Опасная тихоня - Яковлева Елена Викторовна. Страница 1
Елена Яковлева.
Опасная тихоня
Нет ничего тайного, что не было бы узнано.
Глава 1
Я совсем не сентиментальна и даже немного цинична, как все профессионалы, к коим я имею наглость себя относить. Еще я болезненно самолюбива, хотя и стараюсь — по возможности, конечно, — это не афишировать, что для меня довольно сложно. Недоброжелатели, а я тешу себя надеждой, что таковых у меня предостаточно, считают меня выскочкой и зазнайкой, но это меня только подстегивает, как кнут норовистую лошадку, и я даже начинаю беспокоиться, когда не слышу за спиной привычного шепота:
— Опять эта Алтаева!..
Такой я стала не сразу.

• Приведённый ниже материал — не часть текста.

PR #3573, opened 2024-03-15
add return figure for summary_plot

AlKul:
## Overview

Closes #XXXX  

## Checklist

### DIFF
--- a/shap/plots/_beeswarm.py
+++ b/shap/plots/_beeswarm.py
@@ -489,6 +489,8 @@ def summary_legacy(shap_values, features=None, feature_names=None, max_display=N
         by default.
 
     """
+
+    fig = pl.figure()
     # support passing an explanation object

В детстве и ранней юности я была тихим, слезливым существом, распускающим нюни по поводу и без повода, а опасный переходный возраст я встретила долговязой девицей, жутко неуверенной в себе, зацикленной на собственных неудачах, этаким ходячим комплексом неполноценности с глазами на мокром месте и красными юношескими прыщами на лбу и подбородке. Мама покупала мне специальный настой в аптеке, и, пока я, стоя перед зеркалом, неверными движениями заржавленного робота втирала его себе в лицо, на уме у меня было только одно: почему природа дает одним неземную красоту, а другим такое уродство? Почему бы ей не поделить все поровну, так сказать, по справедливости? Тогда у меня было еще очень примитивное, почти большевистское представление о справедливости как о чем-то среднем арифметическом.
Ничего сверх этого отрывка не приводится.